The paper introduces a model that aims to learn from natural language sentences. The ability to learn from natural language input is important goal of Machine Learning that is actively pursued by many researchers. Such ability will increase the opportunities of supervised learning by overcoming the necessity of labeling large quantities of data samples. The data labeling may require enormous resources even though some of the work can be automated with libraries such as Stanford NLP that parse and annotate the text. Another example of such library is Google “Parsey McParseface” parser that has shown over 97% accuracy in part-of-speech tagging [D. Andor et al., 2016].

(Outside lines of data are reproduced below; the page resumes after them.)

PR #1703, opened 2022-04-19
Remove explicit factory support

kennykerr:
This was a failed attempt to simplify WinAppSDK deployment, which unfortunately requires a great deal of infrastructure specific to Visual Studio.


riverar (approved):
😢

Issue #1094, opened 2021-08-26
Simplify WinRT and COM class authoring


kennykerr:
Dedicating an issue to this topic. Originally part of #81 (huge thread).

The windows crate now supports implementing COM and WinRT interfaces, but more is required to support classes as as whole. This early sample illustrates what's possible today:

https://github.com/kennykerr/component-rs

I still have much work to do to streamline this experience.

Alovchin91:
@kennykerr Is it possible today to author WinRT components in Rust, either using windows-rs crate or not? 🤔

I suppose it would require the use of Midl compiler + writing COM wiring manually. Could you maybe provide a sample of what can be done today?

Thanks!

kennykerr:
You can do so today but yes you'd need to write some IDL and call the MIDL compiler to produce a winmd. Next year I'm hoping to spend most of my time on improving authoring support and being able to produce a winmd directly from Rust so that IDL will not be required.

Alovchin91:
Thank you for the quick response! 😊 

I don't mind writing IDL and calling Midl manually. Having an ability to author WinRT components would unblock Rust's use for me 🙂

Do I understand correctly that I would need to call the `windows::build!` macro on the resulting WinMD, and then `#[implement]` interfaces from it? 🤔

kennykerr:
Yep, that's it. It's a bit error-prone which is also why I'm planning on automating much of that.

Alovchin91:
Yeah, I can imagine 😅  I'm gonna try this out and if I succeed, I could open a PR to the Samples repo, if you would be interested 🙂

kennykerr:
Sounds good!

Alovchin91:
Hi @kennykerr , you might be interested to take a look:

https://github.com/Alovchin91/winrt-component-rs

Please let me know if you have any suggestions, comments etc. 🙂

I'm not entirely sure about `*mut Option` in `DllGetActivationFactory` signature but that's the only way I managed to make it work.

kennykerr:
Thanks @Alovchin91, that's very helpful. I'm now starting to work on this and #1093 in earnest. We should get to a point where MIDL is no longer required.

hmyan90:
[...]

PR #1705, opened 2022-04-19
Add `Event<T>` type that can be used to implement a WinRT event

kennykerr:
The implementation is based on [the event class](https://github.com/microsoft/cppwinrt/blob/master/strings/base_events.h) in [cppwinrt](https://github.com/microsoft/cppwinrt). The notable difference is that Rust lacks something akin to C++ variadic templates so we can't just create an agile delegate wrapper and must instead use an explicit enum. Beyond that, the implementation is largely the same to simplify review and validation. The Rust `Event<T>` implementation is thus thread-safe and largely equivalent to C++/WinRT and WRL in terms of behavior and performance. 

A part of #1094.


crates/libs/windows/src/core/agile_reference.rs
```diff
@@ -9,11 +9,9 @@ pub struct AgileReference<T>(IAgileReference, PhantomData<T>);
...
 impl<T: Interface> AgileReference<T> {
     /// Creates an agile reference to the object.
-    pub fn new<'a>(object: &'a T) -> Result<Self>
-    where
-        &'a T: IntoParam<'a, IUnknown>,
-    {
-        unsafe { RoGetAgileReference(AGILEREFERENCE_DEFAULT, &T::IID, object).map(|reference| Self(reference, Default::default())) }
+    pub fn new(object: &T) -> Result<Self> {
+        let unknown: &IUnknown = unsafe { std::mem::transmute(object) };
+        unsafe { RoGetAgileReference(AGILEREFERENCE_DEFAULT, &T::IID, unknown).map(|reference| Self(reference, Default::default())) }
```
kennykerr, line 14: This just removes the redundant constraint on the `AgileReference` constructor. The `Interface` trait doesn't "know" that it requires `IUnknown`. That's something I'll try to fix separately.

Scottj1s (approved):

crates/libs/windows/src/core/event.rs
```diff
@@ -0,0 +1,254 @@
...
+        Self::new()
+    }
+}
+
+impl<T: Interface + Clone> Event<T> {
+    /// Creates a new, empty `Event<T>`.
+    pub fn new() -> Self {
+        Self { delegates: Array::new(), swap: Mutex::default(), change: Mutex::default() }
+    }
+    /// Registers a delegate with the event object.
```
rylev, line 26: Nit: it would be nice to have a space between methods. That's not required by rustfmt, but is the more typical way things are formatted.

crates/libs/windows/src/core/event.rs
```diff
@@ -0,0 +1,254 @@
...
+    pub fn add(&mut self, delegate: &T) -> Result<i64> {
+        let mut _lock_free_drop = Array::new();
+        Ok({
+            let change_lock = self.change.lock().unwrap();
```
rylev, line 30: I'm surprised you don't get a warning here for an unused variable. I think this should be `_change_lock`. Similiarly, I think `_lock_free_drop` shouldn't have the `_` prefix since this convention is used for *unused* bindings not bindings that are of secondary importance like here.

crates/libs/windows/src/core/event.rs
```diff
@@ -0,0 +1,254 @@
...
+            let mut new_delegates = Array::with_capacity(self.delegates.len() + 1)?;
+            for delegate in self.delegates.as_slice() {
+                new_delegates.push(delegate.clone());
```
rylev, line 33: Why do the delegates have to be cloned instead of the new delegate just being pushed on to the existing delegates array?

crates/libs/windows/src/core/event.rs
```diff
@@ -0,0 +1,254 @@
...
+        {
+            let change_lock = self.change.lock().unwrap();
+            if self.delegates.is_empty() {
+                return Ok(());
+            }
+            let mut capacity = self.delegates.len() - 1;
+            let mut new_delegates = Array::new();
+            let mut removed = false;
+            if capacity == 0 {
+                if self.delegates.as_slice()[0].to_token() == token {
```
rylev, line 56: nit: we might want to just add [indexing](https://doc.rust-lang.org/std/ops/trait.Index.html) directly to the `Array` type

rylev, line 56:
```rust
removed = self.delegates.as_slice()[0].to_token() == token;
```

crates/libs/windows/src/core/event.rs
```diff
@@ -0,0 +1,254 @@
...
+                }
+            } else {
+                new_delegates = Array::with_capacity(capacity)?;
+                for delegate in self.delegates.as_slice() {
+                    if !removed && delegate.to_token() == token {
+                        removed = true;
+                        continue;
+                    }
+                    if capacity == 0 {
+                        debug_assert!(!removed);
```
rylev, line 67: Nit: I would add a string message to the `debug_assert` so it's a bit more straight forward to debug when that condition is met.

crates/libs/windows/src/core/event.rs
```diff
@@ -0,0 +1,254 @@
+use super::*;
+use bindings::*;
+use std::sync::*;
+
+/// A type that you can use to declare and implement an event of a specified delegate type.
+///
+/// The implementation is thread-safe and designed to avoid contention between events being
+/// raised and delegates being added or removed.
+pub struct Event<T: Interface + Clone> {
+    swap: Mutex<()>,
```
rylev, line 10: I understand the need for the `swap` and the `change` lock being different (to avoid contention), but why do you need the `swap` mutex instead of wrapping `delegates` array itself in a `RWLock`?

crates/libs/windows/src/core/event.rs
```diff
@@ -0,0 +1,254 @@
...
+impl Buffer {
+    /// Creates a new `Buffer` with the specified size in bytes.
+    fn new(size: usize) -> Result<*mut Buffer> {
+        if size == 0 {
+            Ok(std::ptr::null_mut())
+        } else {
+            let alloc_size = std::mem::size_of::<Buffer>() + size;
+            let header = heap_alloc(alloc_size)? as *mut Buffer;
+            unsafe {
+                (*header).0 = RefCount::new(1);
```
rylev, line 205: You should use `header.write(Buffer(RefCount::new(1))` since the `Buffer` will be uninitialized. You should always use `std::ptr::write` for writing to uninitialized memory.

crates/libs/windows/src/core/event.rs
```diff
@@ -0,0 +1,254 @@
...
+            }
+            Ok(header)
+        }
+    }
+    /// Returns a raw pointer to the buffer's contents.
+    fn as_ptr<T>(&self) -> *const T {
```
rylev, line 211: I think it might be useful to note that `T` might be uninitialized.

crates/libs/windows/src/core/event.rs
```diff
@@ -0,0 +1,254 @@
...
+struct Buffer(RefCount);
+
+impl Buffer {
+    /// Creates a new `Buffer` with the specified size in bytes.
+    fn new(size: usize) -> Result<*mut Buffer> {
+        if size == 0 {
+            Ok(std::ptr::null_mut())
+        } else {
+            let alloc_size = std::mem::size_of::<Buffer>() + size;
+            let header = heap_alloc(alloc_size)? as *mut Buffer;
```
rylev, line 203: The other code makes assumptions that this pointer is properly aligned. Since `Buffer` is an `AtomicI32` can we assume that the pointer will always be properly aligned?

crates/libs/windows/src/core/event.rs
```diff
@@ -0,0 +1,254 @@
...
+        self.len == 0
+    }
+    /// Returns the number of delegates in the array.
+    fn len(&self) -> usize {
+        self.len
+    }
+    /// Appends a delegate to the back of the array.
+    fn push(&mut self, delegate: Delegate<T>) {
+        unsafe {
+            std::ptr::write((*self.buffer).as_mut_ptr::<Delegate<T>>().add(self.len) as _, delegate);
```
rylev, line 150: What happens if we push beyond the capacity of the buffer?

crates/libs/windows/src/core/event.rs
```diff
@@ -0,0 +1,254 @@
...
+        }
+    }
+}
+
+impl<T: Interface + Clone> Clone for Array<T> {
+    fn clone(&self) -> Self {
+        if !self.is_empty() {
+            unsafe { (*self.buffer).0.add_ref() };
+        }
+        Self { buffer: self.buffer, len: self.len, _phantom: std::marker::PhantomData }
```
rylev, line 177: If I clone this `Array` I then have two `Array<T>` which I can call `push` on at the same time. However, if they are pointing to the same buffer, I might be overwriting their contents. This would seem to violate memory safety, no?

crates/libs/windows/src/core/event.rs
```diff
@@ -0,0 +1,254 @@
...
+                    self.remove(delegate.to_token())?;
+                }
+            }
+        }
+        Ok(())
+    }
+}
+
+/// A thread-safe reference-counted array of delegates.
+struct Array<T: Interface + Clone> {
```
rylev, line 112: Nit: typically, the bounds on a generic param are only given where they're needed. So, here we would not constrain `T` but we would keep the constraint where it's really needed (on the inherit `impl` and the `Drop` impl).

crates/libs/windows/src/core/event.rs
```diff
@@ -0,0 +1,254 @@
...
+enum Delegate<T: Interface + Clone> {
+    Direct(T),
+    Indirect(AgileReference<T>),
+}
+
+impl<T: Interface + Clone> Delegate<T> {
+    /// Creates a new `Delegate<T>`, containing a suitable reference to the specified delegate.
+    fn new(delegate: &T) -> Self {
+        if delegate.cast::<IAgileObject>().is_err() {
+            if let Ok(delegate) = AgileReference::new(delegate) {
```
rylev, line 232: If `delegate` does not implement `IAgileObject` but we can't create an `AgileReference` shouldn't we error?

rylev (commented):
I have some questions, but overall, I think this has good bones to it 😊

crates/libs/windows/src/core/event.rs
kennykerr: > I think _lock_free_drop shouldn't have the _ prefix

If I remove it, compiler complains with `value assigned to `lock_free_drop` is never read`.

crates/libs/windows/src/core/event.rs
kennykerr: To avoid disrupting a concurrent read of the delegates, a new array needs to be created every time. The tension is between a thread adding/removing a delegate and another thread firing the event and thus cycling through the existing array. The vast majority of event sources have either zero or one handler, and this was determined to be the most efficient implementation.

crates/libs/windows/src/core/event.rs
kennykerr: Because both locks govern the same memory and their lifetimes are overlapping. The one handles changes and the other replacements. I don't think a `RwLock` can easily model this.

crates/libs/windows/src/core/event.rs
kennykerr: This is a back door that C++ uses to handle Xaml's internal delegates which refuse to support agility or marshaling, but I agree it's a hack and Rust doesn't need to support it.

crates/libs/windows/src/core/event.rs
kennykerr: I tried that but Rust complains:

```
    Checking windows v0.37.0 (D:\git\windows-rs\crates\libs\windows)
error[E0367]: `Drop` impl requires `T: interface::Interface` but the struct it is implemented for does not
   --> crates\libs\windows\src\core\event.rs:190:9
    |
190 | impl<T: Interface + Clone> Drop for Array<T> {
    |         ^^^^^^^^^
    |
note: the implementor must specify the same requirement
   --> crates\libs\windows\src\core\event.rs:114:1
    |
114 | / struct Array<T> {
115 | |     buffer: *mut Buffer,
116 | |     len: usize,
117 | |     _phantom: std::marker::PhantomData<T>,
118 | | }
    | |_^

error[E0367]: `Drop` impl requires `T: Clone` but the struct it is implemented for does not
   --> crates\libs\windows\src\core\event.rs:190:21
    |
190 | impl<T: Interface + Clone> Drop for Array<T> {
    |                     ^^^^^
    |
note: the implementor must specify the same requirement
   --> crates\libs\windows\src\core\event.rs:114:1
    |
114 | / struct Array<T> {
115 | |     buffer: *mut Buffer,
116 | |     len: usize,
117 | |     _phantom: std::marker::PhantomData<T>,
118 | | }
    | |_^

For more information about this error, try `rustc --explain E0367`.
error: could not compile `windows` due to 2 previous errors
```

crates/libs/windows/src/core/event.rs
kennykerr: This is just bumping the ref count on the same array. Basically, there are now two smart pointers to the same array to support lock-free calling. The `swap`/`change` locks ensures we don't touch the array being used for calls.

crates/libs/windows/src/core/event.rs
kennykerr: Bad things.

crates/libs/windows/src/core/event.rs
kennykerr: Yes, `HeapAlloc` returns memory is aligned to 8 bytes on x86 and 16 bytes on x64.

The goal of the paper is to create a model that can learn from the conversation by receiving a natural language feedback. The model is an End-to-End Memory Network (MemN2N) [S. Sukhbaatar et al., 2015], that was also co-authored by J.Weston in 2015 and is a further expansion of the idea of Memory Networks [J. Weston et al., 2014]. This network architecture demonstrated high performance in language understanding tasks on bAbI datasets and show advantage in some tasks over LSTM based competitors. In short, the network architecture has two components: Memory Module that contains memory vectors and Controller Module that can access these memory vectors with addressing vectors. The Controller can modify the internal state memory with memory vectors from Memory Module, forming the next memory state.
The author evaluates multiple learning scenarios with different types of feedback. Feedback used in the experiments had 12 variations: 6 for positive and 6 for negative feedback. Even though the author does not explain the reason of selecting this particular number of templates, I assume his attempt was to select enough templates to make the dialog more natural. Moreover, only few feedback templates were listed in the paper. In some experiment scenarios natural language feedbacks were also supplemented by additional signals as a reward for the agent. Such rewards were used to reinforce the distinction between positive and negative text feedback. Now, if we step from this paper for the moment and think about intelligent agents in general, there could be different ways to generate such reward signals. When interacting with humans the agents can analyze non-verbal information of humans and use them as reward signals for similar systems. For example, even tone of human voice can be a great resource of such information.
In addition to reward based learning, the model attempts to predict a possible answer based on the previous answers. This mode is briefly described but it looks like selection of the most possible answer resembles a classifier for the learning agent answers that augments the MemN2N. Therefore, the resulting answer will use information from both the learning agent and the expert.
- Weston, Jason E. “Dialog-based language learning.” In Advances in Neural Information Processing Systems, pp. 829-837. 2016.
- Andor, Daniel, Chris Alberti, David Weiss, Aliaksei Severyn, Alessandro Presta, Kuzman Ganchev, Slav Petrov, and Michael Collins. “Globally normalized transition-based neural networks.” arXiv preprint arXiv:1603.06042 (2016).
- Sukhbaatar, Sainbayar, Jason Weston, and Rob Fergus. “End-to-end memory networks.” In Advances in neural information processing systems, pp. 2440-2448. 2015.
- Weston, Jason, Sumit Chopra, and Antoine Bordes. “Memory networks.” arXiv preprint arXiv:1410.3916 (2014).